He went back to his seat with swaggering bravado, and made especial efforts to break more of the few slight rules Henrietta had imposed on the scholars. He hoped she would notice and expel him. He hated school and wanted to be free to lead a man's life.

“It will be all the better for him,” Henrietta told herself, excusing herself, during the short hours of courtship to which she subjected him before they “eloped.”

“I can make something out of him and if I do not he will go to ruin. He is headed that way and there is no one to stop him if I do not.”

She convinced herself that this was so. As for Freeman, in his egotism he imagined he was doing the courting. He imagined it was he proposed the elopement. He felt he was a clever, sophisticated man of the world to be able to annex the love of this rather magnificent woman, to make her throw her arms around him and weep wildly on his shoulder.

He strutted considerably among the other cheap dandies of the town for a few days, and then they eloped, if abducting a silly youth can be called eloping, and were married.
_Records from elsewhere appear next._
PR #303, opened 2019-08-27
define supported extensions in one place and use for both server and …

drakkan:
…request-server


eikenb:
Thanks for the PR @drakkan. Definitely makes sense to have these 1 place and include in both servers... at least while we have both servers (eventual plan is to re-write the old filesystem based server using an expanded request based backend).

PR #304, opened 2019-08-27
fix lint issues

drakkan:
This commit fix various lint issues, for example:

- don't use underscores in Go name
- don't use ALL_CAPS in Go name; use CamelCase
- errors should have a name of the form errFoo
- method newOrderId should be newOrderID
- comments on exported methods that don't start with the method name
- error strings should not  be capitalized or end with punctuation or a newline

there are still lint issues for the constants here:

https://github.com/pkg/sftp/blob/master/request-errors.go#L10

for example `ErrSshFxOk` should be `ErrSSHFxOk` but this seems a breaking change,

and probably fixing the lint issues here:

https://github.com/pkg/sftp/blob/master/sftp.go#L12

could be a breaking change too, please let me know what do you think about this pull requests before making additional changes, thanks!


eikenb:
Hey @drakkan, thanks for another PR.

Having given it a quick skim a couple thoughts. I think getting more idiomatic naming is a good idea with one caveat. That anything public needs to maintain backward compatibility. It can either just be left as is, or you can add new/proper name but keep the old ones and make sure they both work (should be able to swap one for the other without issue).

eikenb:
Regarding the questions...

> there are still lint issues for the constants here:
> https://github.com/pkg/sftp/blob/master/request-errors.go#L10
> for example ErrSshFxOk should be ErrSSHFxOk but this seems a breaking change,

Those are public. So they need to stay.

> and probably fixing the lint issues here:
> https://github.com/pkg/sftp/blob/master/sftp.go#L12
> could be a breaking change too, please let me know what do you think about this pull requests before making additional changes, thanks!

Those are all private, so they shouldn't breaking as long as you change them in use. Am I missing something... why did you think they could be breaking?

Thanks.

client.go
```diff
@@ -15,12 +15,12 @@ import (
...
 )
 
-// InternalInconsistency indicates the packets sent and the data queued to be
+// ErrInternalInconsistency indicates the packets sent and the data queued to be
 // written to the file don't match up. It is an unusual error and usually is
 // caused by bad behavior server side or connection issues. The error is
 // limited in scope to the call where it happened, the client object is still
 // OK to use as long as the connection is still open.
-var InternalInconsistency = errors.New("internal inconsistency")
+var ErrInternalInconsistency = errors.New("internal inconsistency")
```
eikenb: This is public, so it can't be changed without breaking backwards compatibility. It either needs to be kept as is or you could make the old name an alias for the new.

client.go
```diff
@@ -953,7 +953,7 @@ func (f *File) WriteTo(w io.Writer) (int64, error) {
 
 		if inFlight == 0 {
 			if firstErr.err == nil && len(pendingWrites) > 0 {
-				return copied, InternalInconsistency
+				return copied, ErrInternalInconsistency
```
eikenb: If you make it an alias above, then this should be OK.

request-attrs.go
```diff
@@ -28,23 +28,23 @@ func (r *Request) Pflags() FileOpenFlags {
 	return newFileOpenFlags(r.Flags)
 }
 
-// Flags that indicate whether SFTP file attributes were passed. When a flag is
+// FileAttrFlags that indicate whether SFTP file attributes were passed. When a flag is
 // true the corresponding attribute should be available from the FileStat
 // object returned by Attributes method. Used with SetStat.
 type FileAttrFlags struct {
-	Size, UidGid, Permissions, Acmodtime bool
+	Size, UIDGid, Permissions, Acmodtime bool
```
eikenb: Public field in public struct. This is going to have to stay for compatibility reasons.

server_integration_test.go
```diff
@@ -71,8 +71,8 @@ var sftpServerDebugStream = ioutil.Discard
 var sftpClientDebugStream = ioutil.Discard
 
 const (
-	GOLANG_SFTP  = true
-	OPENSSH_SFTP = false
+	GolangSFTP  = true
+	OpenSSHSFTP = false
```
eikenb: More public consts... in this case it'd be fine to add the new ones, but we can't get rid of the old ones wihtout breaking compatibility. Aliases would work again.

server_integration_test.go
```diff
@@ -468,8 +468,8 @@ func runSftpClient(t *testing.T, script string, path string, host string, port i
 }
 
 func TestServerCompareSubsystems(t *testing.T) {
-	listenerGo, hostGo, portGo := testServer(t, GOLANG_SFTP, READONLY)
-	listenerOp, hostOp, portOp := testServer(t, OPENSSH_SFTP, READONLY)
+	listenerGo, hostGo, portGo := testServer(t, GolangSFTP, READONLY)
+	listenerOp, hostOp, portOp := testServer(t, OpenSSHSFTP, READONLY)
```
eikenb: New names are fine to use internally as they are constants.

server_integration_test.go
drakkan: we need aliases for server_integration_test?

request-attrs.go
drakkan: ok, this lint issue remains

client.go
drakkan: done

drakkan:
patch updated, please let me know if I missed something, thanks

server_integration_test.go
eikenb: Opps. No. Tests don't need to worry about this. Was rushing a bit I guess. Thanks.

request-errors.go
```diff
@@ -1,40 +1,52 @@
...
-	ErrSshFxOk               = fxerr(ssh_FX_OK)
-	ErrSshFxEof              = fxerr(ssh_FX_EOF)
-	ErrSshFxNoSuchFile       = fxerr(ssh_FX_NO_SUCH_FILE)
-	ErrSshFxPermissionDenied = fxerr(ssh_FX_PERMISSION_DENIED)
-	ErrSshFxFailure          = fxerr(ssh_FX_FAILURE)
-	ErrSshFxBadMessage       = fxerr(ssh_FX_BAD_MESSAGE)
-	ErrSshFxNoConnection     = fxerr(ssh_FX_NO_CONNECTION)
-	ErrSshFxConnectionLost   = fxerr(ssh_FX_CONNECTION_LOST)
-	ErrSshFxOpUnsupported    = fxerr(ssh_FX_OP_UNSUPPORTED)
+	ErrSshFxOk               = ErrSSHFxOk
```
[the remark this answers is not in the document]
puellanivis: Hm, this linting advise is weird. It should be `ErrSSHFxOK`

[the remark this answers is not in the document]
eikenb: Yeah... I find many of houndci-bot's recommendations to be questionable. I was thinking of disabling it.

eikenb:
I think everything is good and we can always fix anything we missed later. I want to get this merged to get the conflicts it might cause out of the way and avoid more in the future.

So here it goes...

It made a great row in the town, of course, and Freeman and Henrietta did not dare to return.

The triumph of feeling that her friends would find all she had said in her letters was the truth did not last long. She tried to coax Freeman to go to work, so that they might live the life of a respectable married couple, but Todder was of little account and was made less so by a growing feeling that somehow Henrietta had played a trick on him, and by his early discovery that she was a liar. What the trick was he did not bother to make sure, but he felt that it was her fault that they were married and that it was her business now to take care of him.

Henrietta was contrite of heart beyond all question. She felt that she had done Freeman a vast and irreparable wrong, and, as he became more and more worthless, she blamed herself and not him. Whatever he was and however he acted it was her duty to bear with him and protect him.
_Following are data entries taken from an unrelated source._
PR #307, opened 2019-09-07
notify errors to readerAt and writerAt

### LINKED ISSUE #306: sftp server: detection upload errors
Hi, 

I would like to detect upload errors on the sftp server, for example I kill the sftp client process while an upload is ongoing or I stop the upload, client side, using CTRL+C.

In the server `Filewrite` handler I have a pointer to the `sftp.Request` but `request.Context().Err()` seems always `nil`.

Is this supported? If it is not currently supported and you give me some directions I can try to send a pull request, thanks!

drakkan:
Add an optional interface that readerAt and writerAt can implement
to be notified about errors

Fixes #306


drakkan:
as alternate approach we could do a patch like this:

```
diff --git a/request-server.go b/request-server.go
index 5599151..5c3a7a0 100644
--- a/request-server.go
+++ b/request-server.go
@@ -133,6 +133,20 @@ func (rs *RequestServer) Serve() error {
        // make sure all open requests are properly closed
        // (eg. possible on dropped connections, client crashes, etc.)
        for handle, req := range rs.openRequests {
+               if err != nil {
+                       req.state.RLock()
+                       writer := req.state.writerAt
+                       reader := req.state.readerAt
+                       req.state.RUnlock()
+                       if t, ok := writer.(TransferError); ok {
+                               debug("notify error: %v to writer: %v\n", err, writer)
+                               t.TransferError(err)
+                       }
+                       if t, ok := reader.(TransferError); ok {
+                               debug("notify error: %v to reader: %v\n", err, reader)
+                               t.TransferError(err)
+                       }
+               }
                delete(rs.openRequests, handle)
                req.close()
        }
diff --git a/request.go b/request.go
index 3786461..ba684db 100644
--- a/request.go
+++ b/request.go
@@ -32,6 +32,12 @@ type Request struct {
        cancelCtx context.CancelFunc
 }
 
+// TransferError is an optional interface that the readerAt or the writerAt
+// can implement to be notified about packet receive errors
+type TransferError interface {
+       TransferError(err error)
+}
+
 type state struct {
        *sync.RWMutex
        writerAt io.WriterAt
```

this works too and should catch more errors. Please let me know what do you think about. This approach seems better to me.

Please note that if we kill the sftp client while downloading a file from the server the error is alway `io.EOF` as for normal connections close, so if we use code such as this one:

https://github.com/pkg/sftp/blob/master/examples/request-server/main.go#L124

`server.Close()` will never be called in this case. Calling `server.Close()` multiple times seems to work fine (tested on Linux only), so maybe we could modify the request server example so `server.Close()` is always called. Can you please clarify how it should work?

puellanivis:
So, this provides the ability to transfer errors to a WriterAt/ReaderAt, but does not actually implement that with any of the WriterAt/ReaderAt in the package?

drakkan:
> So, this provides the ability to transfer errors to a WriterAt/ReaderAt, but does not actually implement that with any of the WriterAt/ReaderAt in the package?

This is correct, I tested my modifications using sftpgo that has WriterAt and ReaderAt that implements the new interface:

https://github.com/drakkan/sftpgo/blob/master/sftpd/transfer.go#L41

I was unable to simulate these errors using the sftp client in this package since there isn't an abort method, I tested manually killing `sftp` command line tool while uploading/downloading.

eikenb:
Hey @drakkan, thanks for this.

I like the use of an interface for adding the functionality. This is precisely my plan for expanding the API to implement the full server functionality as needed by the filesystem based backend (server.go, which I plan to re-implement w/ the request-server eventually).

The only change I'd like to see (well, I'd like tests but first we need to be able to replicate the error..) is to have the interface moved into the request-interfaces.go file.

Thanks.

PR #309, opened 2019-09-29
fix: received packet too long

### LINKED ISSUE #308: SFTP access blocked and eat too many memory when received message too long
First set some output, like `echo abc`, under the access user's `.bashrc`, then using sftp to access that user will reproduce the problem.

Go pprof:

```sh
ROUTINE ======================== github.com/pkg/sftp.recvPacket in /Users/wutz/.go/path/pkg/mod/github.com/pkg/sftp@v1.10.1/packet.go
    1.52GB     1.52GB (flat, cum) 99.94% of Total
         .          .    141:	var b = []byte{0, 0, 0, 0}
         .          .    142:	if _, err := io.ReadFull(r, b); err != nil {
         .          .    143:		return 0, nil, err
         .          .    144:	}
         .          .    145:	l, _ := unmarshalUint32(b)
    1.52GB     1.52GB    146:	b = make([]byte, l)
         .          .    147:	if _, err := io.ReadFull(r, b); err != nil {
         .          .    148:		debug("recv packet %d bytes: err %v", l, err)
         .          .    149:		return 0, nil, err
         .          .    150:	}
         .          .    151:	if debugDumpRxPacketBytes {
```

In the openssh project, sftp-client will be check received message whether greater than SFTP_MAX_MSG_LENGTH (256 * 1024 )

> https://github.com/openssh/openssh-portable/blob/master/sftp-client.c#L154-L158

wutz:
Close #308

### DIFF
--- a/packet.go
+++ b/packet.go
@@ -13,11 +13,13 @@ import (
 )
 
 var (
+	errLongPacket            = errors.New("packet too long")
 	errShortPacket           = errors.New("packet too short")
 	errUnknownExtendedPacket = errors.New("unknown extended packet")
 )
 
 const (
+	maxMsgLength           = 256 * 1024
 	debugDumpTxPacket      = false
 	debugDumpRxPacket      = false
 	debugDumpTxPacketBytes = false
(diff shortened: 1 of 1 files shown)


eikenb:
As recvPacket is used by both the client and server I wanted to double check this was OK for the server (as you seemed to be focused on the client). Checking openssh, they use the same defined constant in the server code to check message length.

With that checked and the fact that the tests are happy with it... I think this logic should be  fine. And the code is good as well. I think I just talked myself into merging it. :)

PR #311, opened 2019-10-09
Bug with sub folders/files of a renamed/removed path

danfletcher1:
When removing or renaming a folder, sub files/folders of the path were not being updated. I just created a loop to update anything with a matching path.

### DIFF
--- a/request-example.go
+++ b/request-example.go
@@ -93,10 +93,8 @@ func (fs *root) Filecmd(r *Request) error {
 		delete(fs.files, r.Filepath)
 
 		if file.IsDir() {
-			fmt.Printf("Rename Dir %v, %v, %v\n", r.Target, file.name, r.Filepath)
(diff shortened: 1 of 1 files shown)


eikenb:
Hey @danfletcher1, thanks for the patch. 

Looks good though I'm not sure about the remove behavior. Most SFTP servers (and most filesystems) won't delete a directory when it has content and I think that is more correct. It should return an error when trying to remove a directory that still has content.

It doesn't do that either... if you'd like to change remove to return an error, otherwise just remove that part. I'd have it return an os.PathError type... mimicing os.Remove()'s behaviour.

danfletcher1:
Thanks for the advice. I will change that.

Kind regards
Dan

danfletcher1:
Applied your advice.

eikenb:
Looks good. Thanks for the changes.

PR #312, opened 2019-10-11
fix nil panic error

LeeEirc:
the `shFxpExtendedPacket` field `SpecificPacket `will be nil, as its function `UnmarshalBinary`   got an err , when sftp could not recognize `ExtendedRequest` string.


eikenb:
Hey @LeeEirc, thanks for the fix... I appreciate your taking the time to submit a PR.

The years had been miserable ones. The pair had reached some low depths—penniless days—but at last Henrietta had won her way into the Riverbank schools under her assumed name of Henrietta Bates, posing as an unmarried woman.
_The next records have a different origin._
PR #313, opened 2019-10-23
Bug: windows specific issue on request-server.go

danfletcher1:
I would like you to review the suggestions please.

Both came from practical issues I had using the package. 

The first problem with the Dir() function, like I said in the commit its more specifically clean() function in the Dir() function. It assumes the filesystem separator based on the OS. As its specified as in the Linux format the cleanup starts replacing / with \

The second issue I came about when renaming things. Previous code from an much older commit, didn't have any rename issues, so i'm unclear how this problem came in. Also I've undone some other edit, which might be solving another issue. I'm not certain this is the correct solution but it solves in my instance, i'd appreciate review on that.

### DIFF
--- a/request-example.go
+++ b/request-example.go
@@ -56,7 +56,7 @@ func (fs *root) Filewrite(r *Request) (io.WriterAt, error) {
 	defer fs.filesLock.Unlock()
 	file, err := fs.fetch(r.Filepath)
 	if err == os.ErrNotExist {
-		dir, err := fs.fetch(filepath.Dir(r.Filepath))
+		dir, err := fs.fetch(dir(r.Filepath))
 		if err != nil {
 			return nil, err
 		}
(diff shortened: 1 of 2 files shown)


puellanivis:
Why not https://golang.org/pkg/path/#Dir ?

drakkan:
Regarding the rename issue I noticed it in sftpgo too, it happens for example using `sftp` CLI but it works with filezilla.

The problem is that the server announces the `rename` extension and so `sftp` CLI send a posix rename that does not work, filezilla sends a normal rename and it works.

I wonder if:

1) we can make sftpExtensions (https://github.com/pkg/sftp/blob/master/sftp.go#L88) public so an application can customize them
2) we need to send  a "PosixRename" request and not a "Rename" when posix rename is requested from a client

eikenb:
As thing progress I'd like to have some way to handle extended packets without each having their own case in that particular switch statement (it is already kind of long)... but lets get this fixed.

And thanks for pulling that out and adding the test... makes it easier to just merge. :)

eikenb:
@danfletcher1  The above comment was supposed to be on #316 but I put it here and merged this one by mistake. I don't seem to be able to un-merge it in github as well. 

#316 has the posix-rename fix and kept your attribution, but it left out the `Dir` changes. If you'd like to re-submit the `Dir` changes in a new PR I'll look at that again. I was going to ask you to split them anyways as I like 1 PR to be for 1 thing.

Sorry for the hassle.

This was the Henrietta who left Miss Susan pacified and went up to see Lem. She carried a bag of the largest, yellowest oranges she had been able to buy. She was in most respects the kindest and most thoughtful of women. She was liked and respected by all. She had seemed, a few days earlier, the safest and happiest of women. Now her whole world seemed about to topple upon her from all sides, crushing her in a chaos of disgrace and infamy.